Событиями становились и все календарные церемониалы — предвидимые и подготавливаемые, проходящие по раз и навсегда затверженному порядку, с заучиванием наизусть речей, репетициями, пышно разодетым швейцаром, непривычным ароматом от благовоний, изливаемых на каленые кирпичи, с новенькой, специально сберегаемой формой и, разумеется, праздничным обедом вместо обычного супа, отварной говядины «под красным соусом» и каши-размазни с маслом. Все как будто было заранее известно и все-таки всякий раз заново рождало волнения, страхи, надежды и упования.
Здесь господствовали свои страсти, непонятные для всякого, явившегося из большого мира, своя система ценностей, свои порядки, свое социальное устройство, своя юриспруденция, свои обычаи и предрассудки, свои кумиры и увлечения. Две силы определяли эту жизнь, соперничая между собою и в своем соперничестве составляя противоречивое, нерасторжимое единство: «начальство» и «товарищество».

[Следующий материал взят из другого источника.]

PR #4017, opened 2022-10-19
Fix: Many colonies overlap Add New button

### LINKED ISSUE #4007: Many colonies overlap Add New button
## Originally posted by @willm30 in https://github.com/JoinColony/colonyDapp/pull/3976#pullrequestreview-1143928767 

I'm noticing, however, an overlap of the colonies list and the add colony button when many colonies are present. Could that be addressed here or should I open a separate issue? 

many-cols

>@willm30 , open a new issue, please. I think that product should confirm the UI that we should have in this case.

jakubcolony:
## Description

I was unable to reproduce the bug myself (it might as well be a Chrome/Windows specific issue) but looking at the code I found some CSS that I believe could possibly be the offender here. 

In Chrome 106 on Mac OS, the Add New button wasn't overlapped before or after:
Screenshot 2022-10-19 at 23 05 17

@willm30 Please let me know if this fix works for you. I'll request review from the rest of the team once you confirm that.

**Deletions** ⚰️

* Deleted CSS setting the Add New button position to sticky

Resolves #4007

### DIFF
--- a/src/modules/dashboard/components/SubscribedColoniesList/SubscribedColoniesList.css
+++ b/src/modules/dashboard/components/SubscribedColoniesList/SubscribedColoniesList.css
@@ -50,11 +50,6 @@
   fill: var(--temp-grey-blue-7);
 }
 
-.newColonyItem {
-  position: sticky;
-  bottom: 0;
-}
-
 .loadingColonies {
   padding: 8px 0 2px;
 }
@@ -62,15 +57,6 @@
 @media screen and query700 {
   .main {
     align-items: center;
-  }
-
-  .newColonyItem {
-    transform: scale(0.76) translateX(-8px);
-  }
-
-  .newColonyItem a {
-    height: auto;
-    width: auto;
   }
 
   .scrollableContainer {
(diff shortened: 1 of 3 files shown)


willm30 (approved):
Fixed! Good work. Arren is a fellow window's user in case you want a windows-specific second opinion. 
colonylist

src/modules/dashboard/components/SubscribedColoniesList/SubscribedColoniesList.css
```diff
@@ -122,19 +117,19 @@
     box-shadow: 0px 1px 6px var(--drop-shadow);
   }
 
-  .scrollableContainer > div[role="tooltip"] {
+  .scrollableContainer > div[role='tooltip'] {
```
chinins, line 120: Is this the auto fix of your linter? I think we should keep it consistent with how it is in the dapp now and it seems it's double quotes.

chinins (approved):
I couldn't reproduce it neither but this css works as well and it looks reasonable. Just please make sure to revert to double quotes in css files as per my specific comment.

PR #4186, opened 2023-02-08
Add old colony metadata version handling to manage safe saga

### LINKED ISSUE #4185: Unable to add a Safe with old colony metadata format
## Steps to reproduce

1. Try and add a Safe with the old colony metadata format. This is an example of the format:
```
{
  "colonyDisplayName":"Builders",
  "colonyAvatarHash":null,
  "verifiedAddresses":["0x00Da8d2F207E34B9523798FaF36fC9ff04cA9588"],
  "colonyTokens":[],
  "isWhitelistActivated":true
}
```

У «начальства» была реальная и абсолютная, поистине всепроникающая власть, призванная реагировать на малейшие отклонения от мелочно разработанного распорядка. Столь же тщательно разработанная система наказаний, призванная осуществлять эту власть, составляла подобие иерархической лестницы, сообразующейся с характером каждого поступка.

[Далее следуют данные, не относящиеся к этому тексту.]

PR #4194, opened 2023-02-09
Update permissions for Safe Control actions

### LINKED ISSUE #4192: Safe Control Root Permissions issue
## Steps to reproduce

1. Have a user only have root permissions and try to use the Safe Control feature
2. Notice that you are not able to use the feature

## Expected behaviour

* You should be able to use the feature with only root permissions
* Permission updates
  * Interacting with arbitrary transactions requires root permissions
  * Changing colony metadata requires root permissions
  * This the permissions need to be that only root have the permissions to use Safe control thus the message should say the same.

## Actual behaviour

* You are not able to control a Safe with only root permissions

ArmandoGraterol:
Updated conditionals, events, and messages to reflect that the user would need only the root permission to make safe control related actions.

FireShot Capture 810 - Safe transaction_ asdasda - Action - Colony - wonker - localhost
FireShot Capture 811 - Safe transaction_ asdasda - Action - Colony - wonker - localhost
FireShot Capture 812 - Add Safe from Ethereum - Action - Colony - wonker - localhost
FireShot Capture 813 - Remove Safe - Action - Colony - wonker - localhost

User with no root permission:
FireShot Capture 814 - Actions - Colony - wonker - localhost

Resolves #4192


arrenv (approved):
Looks good and working as expected, thanks @ArmandoGraterol

PR #4196, opened 2023-02-10
Fix New Decision dialog scrolling up on state change

### LINKED ISSUE #4118: New Decision Dialog being scrolled to top prematurely
## Steps to reproduce

1. Try to create an agreement that is longer than the initial visible space.

## Expected behaviour

* I can scroll down and effect change to the agreement.

## Actual behaviour

* I cannot scroll past the initial visible line without being slung back to the top

[decisions-broken.webm](https://user-images.githubusercontent.com/32598350/212079700-95192be3-54ab-4db2-a596-4d3f0b4b90a1.webm)

ArmandoGraterol:
`editor.setEditable(!disabled)` was triggered every time the `editor` prop changed and that made the state of the scroll reset. The solution was just to move the culprit to their own `useEffect` function where we don't call it unnecessarily like before.

Resolves #4118

### DIFF
--- a/src/modules/core/components/RichTextEditor/RichTextEditor.tsx
+++ b/src/modules/core/components/RichTextEditor/RichTextEditor.tsx
@@ -4,6 +4,7 @@ import classnames from 'classnames';
 import { useField } from 'formik';
 
 import { InputStatus } from '~core/Fields';
+
 import Toolbar from './Toolbar';
 
 import styles from './RichTextEditor.css';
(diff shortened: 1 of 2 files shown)


willm30:
Shouldn't this be based on master? As the bug is currently in deployment I believe?

arrenv:
> Shouldn't this be based on master? As the bug is currently in deployment I believe?

Doing a `master` deployment seems unlikely to happen in the immediate, while, Safe Control will hopefully be deployed today, and I want this fix to be included.

arrenv (approved):
Looks to work for me, nice!

PR #4198, opened 2023-02-13
Update version warning on Control Safe

ArmandoGraterol:
Update colonyJS version on warning of Control Safe dialog

The latest colony network version shouldn't be included in this feature yet, so this should be easy to test (Just go to Control Safe)


arrenv (approved):
Tested on QA, working as expected.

На самом низу лестницы располагалось лишение воспитанника сбитня или булки или того и другого вместе, равно как и лишение пирога. Вина чуть более весомая влекла за собою оставление без обеда, а также ограничение хлебом и водой. Виновного более серьезно могли поставить «на линейку» (то есть с амуницией, ружьем, ранцем по стойке «смирно») и держать столько, сколько будет сочтено целесообразным. Более сильным средством были розги, различаемые не только по числу наносимых ударов, но и по самой обстановке: порка могла производиться келейно, в цейхгаузе, а могла — в актовом зале, при собрании всего корпуса, с произнесением речей, обставляемая как торжественная процедура.